PR #971, opened 2026-06-30
Fall back to handheld display form factor

hougantc-nvda:
## Summary

`lovrHeadsetConnect` only requests `XR_FORM_FACTOR_HEAD_MOUNTED_DISPLAY` from `xrGetSystem`. Runtimes that expose only a handheld display (`XR_FORM_FACTOR_HANDHELD_DISPLAY`) therefore fail to connect with `XR_ERROR_FORM_FACTOR_UNSUPPORTED`.

This retries with the handheld form factor when the HMD form factor is unsupported, so both form factors work from the same build.

## Notes

- The view configuration selection already includes `XR_VIEW_CONFIGURATION_TYPE_PRIMARY_MONO`, so handheld (single-view) runtimes are picked up automatically — no other changes are needed.
- HMD remains the preferred form factor; the handheld path is only taken when an HMD is not offered.

### DIFF
--- a/src/modules/headset/headset.c
+++ b/src/modules/headset/headset.c
@@ -583,7 +583,14 @@ bool lovrHeadsetConnect(void) {
     .formFactor = XR_FORM_FACTOR_HEAD_MOUNTED_DISPLAY
   };
 
-  XRG(xrGetSystem(state.instance, &systemInfo, &state.system), "xrGetSystem", fail);
+  // Prefer a head-mounted display, but fall back to a handheld display when the
+  // runtime does not offer an HMD, so both form factors are supported.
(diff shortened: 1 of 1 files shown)


bjornbytes:
If you're able to share, I'm curious which hardware/runtime you're using that supports `HANDHELD_DISPLAY`!

hougantc-nvda:
Thanks. The CloudXR platform supports streaming to iOS and iPadOS devices
https://developer.nvidia.com/topics/ai/xr/cloudxr/apple-platforms

Get Outlook for iOS<https://aka.ms/o0ukef>
________________________________

PR #973, opened 2026-07-02
Multithreaded Texture Upload

bjornbytes:
This is a less ambitious version of #949.

- It converts core/gpu texture API to take CPU pointers instead of GPU buffers, unblocking WebGPU.
- It uses the `VK_EXT_host_image_copy` extension when available, which reduces peak VRAM usage during texture uploads and is supposedly a big win on Android.
- `lovr.graphics.newTexture` does texture uploads on a background thread.  The host image copy (or staging buffer allocation and memcpy to staging buffer) happens on a worker, and `lovr.graphics.submit` will wait until all texture uploads for the frame are complete before submitting.  This does a great job at both:
  - Hiding latency (`newTexture` returns pretty quickly, and you can use a Texture or do other stuff on the CPU right away, even while pixels are still being copied to VRAM), and
  - Enabling parallelism (you can newTexture multiple textures and they will upload in parallel automatically).
- There are no streamed texture uploads, where the GPU can keep rendering frames while the DMA engine uploads textures in the background.  This ended up being less of a win than I'd hoped, there was a lot of code to add support for the transfer queue, and it "caused other performance issues in some drivers".
  - It's also better to wait here, because VK1.4 mandates either host-image-copy or a transfer queue.  For now we have to handle the case where there's no transfer queue and fall back to the graphics queue.
- There are no Lua API changes.

Simple test uploading 10 4K textures in `lovr.load` on an iGPU with 16 threads and no host-image-copy.  Before: 220ms, After: 97ms.

### DIFF
--- a/src/modules/graphics/graphics.c
+++ b/src/modules/graphics/graphics.c
@@ -613,6 +613,8 @@ static struct {
   gpu_pipeline* pipelines;
   atomic_uint pipelineCount;
   atomic_uint glyphJobs;
+  atomic_uint textureUploads;
+  _Atomic(char*) textureUploadError;
   _Atomic(Layout*) layouts;
   Layout* builtinLayout;
   Layout* materialLayout;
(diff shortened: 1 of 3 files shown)


src/modules/graphics/graphics.c
```diff
@@ -2448,6 +2462,49 @@ bool lovrGraphicsGetWindowTexture(Texture** texture) {
   return true;
 }
 
+void lovrTextureUpload(void* arg) {
```
bjornbytes: Should be static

Work instruction
Restate the entries. Match them exactly.

Result for this task
PR #971, opened 2026-06-30
Fall back to handheld display form factor

hougantc-nvda:
## Summary

`lovrHeadsetConnect` only requests `XR_FORM_FACTOR_HEAD_MOUNTED_DISPLAY` from `xrGetSystem`. Runtimes that expose only a handheld display (`XR_FORM_FACTOR_HANDHELD_DISPLAY`) therefore fail to connect with `XR_ERROR_FORM_FACTOR_UNSUPPORTED`.

This retries with the handheld form factor when the HMD form factor is unsupported, so both form factors work from the same build.

## Notes

- The view configuration selection already includes `XR_VIEW_CONFIGURATION_TYPE_PRIMARY_MONO`, so handheld (single-view) runtimes are picked up automatically — no other changes are needed.
- HMD remains the preferred form factor; the handheld path is only taken when an HMD is not offered.

### DIFF
--- a/src/modules/headset/headset.c
+++ b/src/modules/headset/headset.c
@@ -583,7 +583,14 @@ bool lovrHeadsetConnect(void) {
     .formFactor = XR_FORM_FACTOR_HEAD_MOUNTED_DISPLAY
   };
 
-  XRG(xrGetSystem(state.instance, &systemInfo, &state.system), "xrGetSystem", fail);
+  // Prefer a head-mounted display, but fall back to a handheld display when the
+  // runtime does not offer an HMD, so both form factors are supported.
(diff shortened: 1 of 1 files shown)


bjornbytes:
If you're able to share, I'm curious which hardware/runtime you're using that supports `HANDHELD_DISPLAY`!

hougantc-nvda:
Thanks. The CloudXR platform supports streaming to iOS and iPadOS devices
https://developer.nvidia.com/topics/ai/xr/cloudxr/apple-platforms

Get Outlook for iOS<https://aka.ms/o0ukef>
________________________________

PR #973, opened 2026-07-02
Multithreaded Texture Upload

bjornbytes:
This is a less ambitious version of #949.

- It converts core/gpu texture API to take CPU pointers instead of GPU buffers, unblocking WebGPU.
- It uses the `VK_EXT_host_image_copy` extension when available, which reduces peak VRAM usage during texture uploads and is supposedly a big win on Android.
- `lovr.graphics.newTexture` does texture uploads on a background thread.  The host image copy (or staging buffer allocation and memcpy to staging buffer) happens on a worker, and `lovr.graphics.submit` will wait until all texture uploads for the frame are complete before submitting.  This does a great job at both:
  - Hiding latency (`newTexture` returns pretty quickly, and you can use a Texture or do other stuff on the CPU right away, even while pixels are still being copied to VRAM), and
  - Enabling parallelism (you can newTexture multiple textures and they will upload in parallel automatically).
- There are no streamed texture uploads, where the GPU can keep rendering frames while the DMA engine uploads textures in the background.  This ended up being less of a win than I'd hoped, there was a lot of code to add support for the transfer queue, and it "caused other performance issues in some drivers".
  - It's also better to wait here, because VK1.4 mandates either host-image-copy or a transfer queue.  For now we have to handle the case where there's no transfer queue and fall back to the graphics queue.
- There are no Lua API changes.

Simple test uploading 10 4K textures in `lovr.load` on an iGPU with 16 threads and no host-image-copy.  Before: 220ms, After: 97ms.

### DIFF
--- a/src/modules/graphics/graphics.c
+++ b/src/modules/graphics/graphics.c
@@ -613,6 +613,8 @@ static struct {
   gpu_pipeline* pipelines;
   atomic_uint pipelineCount;
   atomic_uint glyphJobs;
+  atomic_uint textureUploads;
+  _Atomic(char*) textureUploadError;
   _Atomic(Layout*) layouts;
   Layout* builtinLayout;
   Layout* materialLayout;
(diff shortened: 1 of 3 files shown)


src/modules/graphics/graphics.c
```diff
@@ -2448,6 +2462,49 @@ bool lovrGraphicsGetWindowTexture(Texture** texture) {
   return true;
 }
 
+void lovrTextureUpload(void* arg) {
```
bjornbytes: Should be static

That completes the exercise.